WORK INSTRUCTIONS
Check every line below for the string "files", and copy the lines that contain it.

(Saved data entries)
= Beginning of Section =
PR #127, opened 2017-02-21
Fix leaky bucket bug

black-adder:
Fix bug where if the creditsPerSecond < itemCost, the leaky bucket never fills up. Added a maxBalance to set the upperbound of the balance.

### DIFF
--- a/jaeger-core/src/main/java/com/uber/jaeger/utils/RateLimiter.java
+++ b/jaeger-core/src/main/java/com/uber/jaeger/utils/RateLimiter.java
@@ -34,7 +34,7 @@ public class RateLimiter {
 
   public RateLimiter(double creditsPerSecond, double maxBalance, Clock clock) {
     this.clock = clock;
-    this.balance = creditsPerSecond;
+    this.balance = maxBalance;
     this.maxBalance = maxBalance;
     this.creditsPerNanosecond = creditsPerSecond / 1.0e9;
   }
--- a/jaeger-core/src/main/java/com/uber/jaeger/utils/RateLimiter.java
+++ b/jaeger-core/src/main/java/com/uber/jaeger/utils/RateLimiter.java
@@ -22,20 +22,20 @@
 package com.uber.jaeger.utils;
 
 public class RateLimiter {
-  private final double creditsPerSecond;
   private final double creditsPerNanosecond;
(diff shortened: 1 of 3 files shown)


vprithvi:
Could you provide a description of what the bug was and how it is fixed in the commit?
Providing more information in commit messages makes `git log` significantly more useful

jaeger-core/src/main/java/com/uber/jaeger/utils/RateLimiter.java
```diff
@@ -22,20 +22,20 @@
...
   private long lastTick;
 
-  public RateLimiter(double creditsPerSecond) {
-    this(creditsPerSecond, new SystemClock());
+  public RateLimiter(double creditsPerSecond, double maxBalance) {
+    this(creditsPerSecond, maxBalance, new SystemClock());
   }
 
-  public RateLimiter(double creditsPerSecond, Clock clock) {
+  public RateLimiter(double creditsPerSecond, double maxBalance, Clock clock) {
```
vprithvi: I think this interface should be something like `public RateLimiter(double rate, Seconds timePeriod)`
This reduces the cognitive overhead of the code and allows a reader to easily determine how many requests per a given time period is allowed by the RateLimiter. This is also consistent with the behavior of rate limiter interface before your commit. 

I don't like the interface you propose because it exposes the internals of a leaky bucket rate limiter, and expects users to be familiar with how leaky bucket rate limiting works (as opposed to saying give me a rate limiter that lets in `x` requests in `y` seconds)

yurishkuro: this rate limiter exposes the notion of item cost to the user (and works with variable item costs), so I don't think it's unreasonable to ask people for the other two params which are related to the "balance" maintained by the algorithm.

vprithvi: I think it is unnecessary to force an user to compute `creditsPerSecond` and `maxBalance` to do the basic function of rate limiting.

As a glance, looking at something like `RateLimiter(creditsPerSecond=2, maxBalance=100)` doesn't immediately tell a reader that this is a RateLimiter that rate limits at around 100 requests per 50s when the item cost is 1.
= End of Section =
= Beginning of Section =
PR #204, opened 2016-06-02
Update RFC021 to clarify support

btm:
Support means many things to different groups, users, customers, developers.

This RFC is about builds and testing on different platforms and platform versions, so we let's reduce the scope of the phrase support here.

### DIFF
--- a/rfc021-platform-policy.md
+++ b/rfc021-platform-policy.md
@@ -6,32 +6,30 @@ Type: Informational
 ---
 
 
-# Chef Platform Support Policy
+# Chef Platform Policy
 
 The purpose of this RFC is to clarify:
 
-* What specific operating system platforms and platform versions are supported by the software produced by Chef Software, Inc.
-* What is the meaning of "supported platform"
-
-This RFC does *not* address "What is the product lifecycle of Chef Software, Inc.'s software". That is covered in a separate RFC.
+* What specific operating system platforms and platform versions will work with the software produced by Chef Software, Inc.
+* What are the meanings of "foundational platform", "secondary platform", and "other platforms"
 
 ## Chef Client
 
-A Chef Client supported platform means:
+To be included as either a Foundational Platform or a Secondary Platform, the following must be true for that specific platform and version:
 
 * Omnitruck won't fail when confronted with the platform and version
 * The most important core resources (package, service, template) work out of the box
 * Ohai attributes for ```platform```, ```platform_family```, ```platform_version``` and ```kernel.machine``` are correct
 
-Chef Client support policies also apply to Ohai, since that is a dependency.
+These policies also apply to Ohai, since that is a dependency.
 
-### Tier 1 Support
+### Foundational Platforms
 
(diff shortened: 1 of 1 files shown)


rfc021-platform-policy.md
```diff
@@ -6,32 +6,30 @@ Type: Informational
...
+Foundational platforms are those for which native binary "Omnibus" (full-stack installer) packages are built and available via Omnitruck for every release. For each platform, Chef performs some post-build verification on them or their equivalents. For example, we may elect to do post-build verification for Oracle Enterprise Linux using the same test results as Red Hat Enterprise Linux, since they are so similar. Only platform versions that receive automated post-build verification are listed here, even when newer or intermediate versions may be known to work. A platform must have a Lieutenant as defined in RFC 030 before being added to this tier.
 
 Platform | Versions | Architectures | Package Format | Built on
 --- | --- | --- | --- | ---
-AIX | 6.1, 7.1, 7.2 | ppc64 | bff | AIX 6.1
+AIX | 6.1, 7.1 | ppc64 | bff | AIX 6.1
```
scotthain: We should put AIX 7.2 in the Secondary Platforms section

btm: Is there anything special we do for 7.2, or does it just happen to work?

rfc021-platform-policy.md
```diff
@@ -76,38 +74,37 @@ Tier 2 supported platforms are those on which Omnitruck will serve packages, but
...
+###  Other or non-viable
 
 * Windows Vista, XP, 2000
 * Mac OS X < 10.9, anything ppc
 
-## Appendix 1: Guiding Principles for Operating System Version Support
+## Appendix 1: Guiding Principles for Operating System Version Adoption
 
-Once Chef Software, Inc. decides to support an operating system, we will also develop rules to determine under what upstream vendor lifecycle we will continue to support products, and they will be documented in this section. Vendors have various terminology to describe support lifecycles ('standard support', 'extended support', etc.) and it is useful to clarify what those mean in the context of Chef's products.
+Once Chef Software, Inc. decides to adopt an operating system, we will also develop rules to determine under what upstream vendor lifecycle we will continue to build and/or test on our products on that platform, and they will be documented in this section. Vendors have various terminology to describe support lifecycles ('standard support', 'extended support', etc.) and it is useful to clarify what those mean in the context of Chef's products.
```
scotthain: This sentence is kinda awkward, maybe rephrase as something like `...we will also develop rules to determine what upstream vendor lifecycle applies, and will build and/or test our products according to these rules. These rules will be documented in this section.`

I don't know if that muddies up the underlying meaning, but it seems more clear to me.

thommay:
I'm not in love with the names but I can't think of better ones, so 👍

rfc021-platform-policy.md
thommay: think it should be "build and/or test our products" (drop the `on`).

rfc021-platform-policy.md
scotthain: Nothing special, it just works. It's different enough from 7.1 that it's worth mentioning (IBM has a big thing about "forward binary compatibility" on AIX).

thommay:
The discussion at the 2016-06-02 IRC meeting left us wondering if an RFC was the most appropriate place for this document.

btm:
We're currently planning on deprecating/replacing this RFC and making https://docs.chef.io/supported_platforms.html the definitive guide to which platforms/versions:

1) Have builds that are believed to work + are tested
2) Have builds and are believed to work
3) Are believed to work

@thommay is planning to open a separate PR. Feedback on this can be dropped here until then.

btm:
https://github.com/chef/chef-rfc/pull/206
= End of Section =
= Beginning of Section =
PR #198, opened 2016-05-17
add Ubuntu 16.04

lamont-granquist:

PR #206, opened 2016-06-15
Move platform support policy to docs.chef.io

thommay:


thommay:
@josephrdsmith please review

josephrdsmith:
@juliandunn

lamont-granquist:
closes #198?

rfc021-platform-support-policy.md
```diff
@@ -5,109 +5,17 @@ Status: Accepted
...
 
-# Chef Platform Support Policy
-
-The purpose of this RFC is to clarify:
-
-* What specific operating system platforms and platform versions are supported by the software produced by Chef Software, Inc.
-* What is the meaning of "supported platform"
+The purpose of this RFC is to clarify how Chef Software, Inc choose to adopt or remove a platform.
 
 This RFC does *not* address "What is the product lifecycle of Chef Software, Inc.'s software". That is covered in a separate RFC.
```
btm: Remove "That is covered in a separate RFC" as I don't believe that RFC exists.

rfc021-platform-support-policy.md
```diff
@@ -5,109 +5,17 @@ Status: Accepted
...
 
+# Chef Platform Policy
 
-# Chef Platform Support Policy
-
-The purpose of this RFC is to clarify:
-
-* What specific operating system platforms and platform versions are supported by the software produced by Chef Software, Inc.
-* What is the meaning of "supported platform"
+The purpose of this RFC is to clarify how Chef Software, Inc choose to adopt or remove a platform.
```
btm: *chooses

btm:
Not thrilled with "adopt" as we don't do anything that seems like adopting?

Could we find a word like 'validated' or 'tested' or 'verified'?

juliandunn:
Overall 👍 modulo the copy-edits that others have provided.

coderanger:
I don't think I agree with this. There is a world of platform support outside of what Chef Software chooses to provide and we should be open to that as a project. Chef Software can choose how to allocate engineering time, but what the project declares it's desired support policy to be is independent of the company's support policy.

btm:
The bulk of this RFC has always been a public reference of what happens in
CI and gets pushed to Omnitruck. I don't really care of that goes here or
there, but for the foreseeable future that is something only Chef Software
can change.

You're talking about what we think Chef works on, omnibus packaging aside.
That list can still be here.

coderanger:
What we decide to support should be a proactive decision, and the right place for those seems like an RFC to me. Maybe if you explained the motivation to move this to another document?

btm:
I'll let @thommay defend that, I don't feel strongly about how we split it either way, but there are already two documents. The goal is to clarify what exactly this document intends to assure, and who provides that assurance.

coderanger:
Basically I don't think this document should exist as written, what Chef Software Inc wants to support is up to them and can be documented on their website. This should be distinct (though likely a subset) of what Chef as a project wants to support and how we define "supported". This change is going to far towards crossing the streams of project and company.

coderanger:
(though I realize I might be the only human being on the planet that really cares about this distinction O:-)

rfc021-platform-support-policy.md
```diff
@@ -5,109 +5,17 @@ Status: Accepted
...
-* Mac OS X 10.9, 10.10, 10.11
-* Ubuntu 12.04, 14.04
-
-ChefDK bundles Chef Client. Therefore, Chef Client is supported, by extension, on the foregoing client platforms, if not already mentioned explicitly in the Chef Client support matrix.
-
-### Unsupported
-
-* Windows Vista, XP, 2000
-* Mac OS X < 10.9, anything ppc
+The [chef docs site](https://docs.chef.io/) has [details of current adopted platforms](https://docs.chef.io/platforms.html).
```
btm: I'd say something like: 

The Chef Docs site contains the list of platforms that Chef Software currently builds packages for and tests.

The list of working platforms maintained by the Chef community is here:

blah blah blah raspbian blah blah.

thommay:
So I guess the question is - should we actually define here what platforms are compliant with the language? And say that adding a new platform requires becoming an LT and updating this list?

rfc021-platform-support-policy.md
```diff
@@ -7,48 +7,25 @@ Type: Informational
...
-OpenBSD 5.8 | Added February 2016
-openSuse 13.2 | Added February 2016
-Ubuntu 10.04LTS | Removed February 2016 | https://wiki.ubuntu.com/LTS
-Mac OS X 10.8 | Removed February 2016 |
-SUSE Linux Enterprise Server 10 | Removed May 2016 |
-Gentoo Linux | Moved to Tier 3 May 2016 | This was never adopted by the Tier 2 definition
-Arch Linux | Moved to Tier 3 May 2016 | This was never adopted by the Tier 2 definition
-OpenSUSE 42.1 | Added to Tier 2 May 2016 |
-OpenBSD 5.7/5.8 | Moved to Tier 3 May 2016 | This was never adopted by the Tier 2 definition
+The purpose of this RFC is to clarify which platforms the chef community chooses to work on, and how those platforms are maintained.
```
= End of Section =
SOLUTION
(diff shortened: 1 of 3 files shown)
(diff shortened: 1 of 1 files shown)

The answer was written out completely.